– О, как мне все это надоело! – сказал Матвей.– Леонид, прости меня, пожалуйста. Мне придется уйти.
– Конечно, иди,– сказал Горбовский.– А я пока прогуляюсь обратно на космодром. Как там мой «Тариэль»…
– К двум часам ко мне обедать,– сказал Матвей.
Горбовский допил стакан, поднялся и с удовольствием увеличил громкость тамтама до предела.
К десяти часам жара стала невыносимой. Из раскаленной степи в щели закрытых окон сочились терпкие пары летучих солей. Над степью плясали миражи. Роберт установил у своего кресла два мощных вентилятора и полулежал, обмахиваясь старым журналом. Он утешал себя мыслью о том, что часам к трем будет гораздо тяжелее, а там, глядишь, и вечер. Камилл застыл у северного окна. Они больше не разговаривали.
Из регистратора тянулась бесконечная голубая лента, покрытая зубчатыми линиями автоматической записи, счетчик Юнга медленно, незаметно для глаза наливался густым сиреневым светом, тоненько пищали ульмотроны – за их зеркальными окошечками зловеще играли отблески ядерного пламени. Волна развивалась. Где-то за северным горизонтом, над необозримыми пустырями мертвой земли били в стратосферу исполинские фонтаны горячей ядовитой пыли…
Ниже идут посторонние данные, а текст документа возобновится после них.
PR #6449, opened 2022-04-26
Allow selecting derivation outputs

edolstra:
This allows selecting the outputs of a derivation `nix` should operate on using the syntax `installable^outputs`, e.g. `nixpkgs#glibc^dev,static` or `nixpkgs#glibc^*`. By default, `nix` will use the outputs specified by the derivation's  `meta.outputsToInstall` attribute if it exists, or all outputs otherwise.

Depends on #6426.

### DIFF
--- a/doc/manual/src/release-notes/rl-next.md
+++ b/doc/manual/src/release-notes/rl-next.md
@@ -14,3 +14,13 @@
 
 * `nix build` has a new `--print-out-paths` flag to print the resulting output paths.
   This matches the default behaviour of `nix-build`.
+
+* You can now specify which outputs of a derivation `nix` should
+  operate on using the syntax `installable^outputs`,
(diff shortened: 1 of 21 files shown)


edolstra:
I've changed the `!` character to `^` to make it easier on shell users.

Ericson2314:
@edolstra you still did not address and instead many of the issues in the other thread, once again.

 - `nixpkgs#glibc.dev` not working is terrible UI
 
 - Syntax is subtly inconsistent/ambiguous given accepted RFC 92

roberth:
It would be useful for this to operate at the expression level, rather than the store level, so that packages can be split across derivations. Here's a use case where it breaks https://github.com/NixOS/nixpkgs/pull/175785#discussion_r888798100

Another use case is for packages that use heavy tooling in their docs output. Splitting those docs out into a separate derivation reduces the build closure size.

See also #6507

Заверещал сигнал видеофона, и Роберт немедленно принял деловую позу. Он думал, что это Патрик или – что было бы страшно в такую жару – Маляев. Но это оказалась Таня, веселая и свежая; и было сразу видно, что там у нее нет сорокаградусной жары, нет вонючих испарений мертвой степи, воздух сладок и прохладен, а с близкого моря ветер приносит чистые запахи цветников, обнажившихся при отливе.
– Как ты там без меня, Робик? – спросила она.
– Плохо,– пожаловался Роберт.– Пахнет. Жарко. Потно. Тебя нет. Спать хочется невыносимо, и никак не заснуть.
– Бедный мальчик! А я славно вздремнула в вертолете. У меня тоже будет трудный день. Летний праздник – всеобщее столпотворение, столоверчение и светопреставление. Ребята носятся как ошалелые. Ты один?
– Нет. Вон стоит Камилл и не видит нас и не слышит. Танек, я сегодня жду тебя. Только где?
– А ты разве сменяешься? Жалко. Полетим на юг!
– Давай. Помнишь кафе в Рыбачьем? Будем есть миноги, пить молодое вино… ледяное! – Роберт застонал и закатил глаза.– Сейчас я буду ждать этого вечера. О, как я буду его ждать!
– Я тоже…– Она оглянулась.– Целую, Роби,– сказала она.– Жди звонка.
– Очень буду ждать,– успел сказать Роберт.
Камилл все смотрел в окно, сцепив руки за спиной. Пальцы его пребывали в непрерывном движении. У Камилла были необычайно длинные белые гибкие пальцы с коротко остриженными ногтями. Они причудливо сплетались и расплетались, и Роберт поймал себя на том, что пытается проделать то же самое с собственными пальцами.